A flash of dark movement, something retreating into the wood some yards away. In my shock I stumble backward, stepping on the hem of my cloak and falling to the ground. My breath catches in my throat as I strain to see through the trees, ignoring the freeze spreading through my backside. I daren’t move. There’s something there, standing motionless behind a tree. I can sense its shape, rising and falling, rising and falling, with slow, deliberate breaths. Then it shifts again, detaching itself from a trunk and slipping away.

Then I shriek as wet fingers graze my neck … until I realize that it’s only Stella’s cold nose. I let her snuff into my skin another moment, wondering what I just saw. If I saw anything at all.

“You’re a menace,” I mutter to my dog, climbing to my feet and dusting off my cloak.

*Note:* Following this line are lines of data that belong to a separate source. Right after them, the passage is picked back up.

PR #803, opened 2023-04-27
Pin virtualenv, fix pip arg deprecation & disable kafka tests

hmstepanek:
# Overview
Pin virtualenv to the last version before they stopped supporting Python 2.7 (f strings are now used, which are only supported in Python 3)
Pin pip because install-options was deprecated (we use this to install pycurl with openssl).

### DIFF
--- a/.github/actions/setup-python-matrix/action.yml
+++ b/.github/actions/setup-python-matrix/action.yml
@@ -47,4 +47,4 @@ runs:
       shell: bash
       run: |
         python3.10 -m pip install -U pip
-        python3.10 -m pip install -U wheel setuptools 'tox<4' virtualenv!=20.0.24
+        python3.10 -m pip install -U wheel setuptools 'tox<4' 'virtualenv<20.21.1'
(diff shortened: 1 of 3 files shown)


.github/actions/setup-python-matrix/action.yml
```diff
@@ -47,4 +47,4 @@ runs:
       shell: bash
       run: |
         python3.10 -m pip install -U pip
-        python3.10 -m pip install -U wheel setuptools 'tox<4' virtualenv!=20.0.24
+        python3.10 -m pip install -U wheel setuptools 'tox<4' 'virtualenv<20.21.1'
```
umaannamalai, line 50: It looks like v20.21.1 still supported Python 2.7 (https://github.com/pypa/virtualenv/blob/20.21.1/.github/workflows/check.yml#L66) so we can update this to be virtualenv<[20.22.0](https://github.com/pypa/virtualenv/releases/tag/20.22.0).

umaannamalai (approved):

I press on into the trees, picking up a broken branch to use as a walking stick. And a childish part of me mutters, just in case I need it. The woods are dark and I’m beginning to doubt my path when I see a small hill rising out of the trees just ahead, covered in frost-stiffened brambles. I know that George could not resist such a vantage point. When I scramble to the top of it, dropping my makeshift stick in the snow, I see that I’m right. I lift the painting into place before me, and it becomes a surreal window onto bare painted branches, imposed over the snowy landscape. Just as it appears in the painting, only the upper portion of the house is visible, and I realize I’ve come a considerable distance. I know, with absolute certainty, that I am standing on the place where my brother spent his last hours. Tracing the vast, lonely landscape with my eyes, I say a silent prayer that the white birches were still in his sight when he died.

Stella is sniffing along the ground at my feet; suddenly she goes taut, giving out a low growl that raises goose bumps on my neck. I cast a quick glance into the trees, but she’s worrying at the dirty snow.

“What have you found, love?” I whisper. My heart seizes as I spy a paintbrush, half-submerged in muck. I fall to my knees and reach a tentative finger out to touch it. The handle is dotted with clots of dried red.

Growing up on a farm, you instinctively know the look of blood, the close, metallic smell of it. Every animal we ate, my father first bled from the throat, and I’ve seen animals giving birth more times than I can count. This is not paint or dirt.

I gaze at the terrible proof in my hands and in the snow at my feet, weak with a strange mix of relief and horror. Pain, too, knowing that George must have suffered here, alone and scared.

Stella’s growl rises in intensity, and I move to calm her. Then I see the gaunt, dark figure watching me silently from the other side of the rise.